■ AIM OF THE TASK
Output the whole listing below. Keep it exact.

■ SUPPLIED INFORMATION

PR #372, opened 2017-12-12
Created a new pipeline template that will create pipelines to deploy …

Dillon-Dumesnil:
…code to all acquia environments (except for production). Updated deploy to drupal code to be able to deploy a branch or a tag since the new pipelines will deploy branches. Switched enabled to true for all pipelines affected by these changes so they will be updated after running the script to push them to GoCD. Will submit additional PR to put enabled to false for all pipelines since they should not be redeployed with changes to edx-gomatic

■ TASK ANSWER
PR #372, opened 2017-12-12
Created a new pipeline template that will create pipelines to deploy …

Dillon-Dumesnil:
…code to all acquia environments (except for production). Updated deploy to drupal code to be able to deploy a branch or a tag since the new pipelines will deploy branches. Switched enabled to true for all pipelines affected by these changes so they will be updated after running the script to push them to GoCD. Will submit additional PR to put enabled to false for all pipelines since they should not be redeployed with changes to edx-gomatic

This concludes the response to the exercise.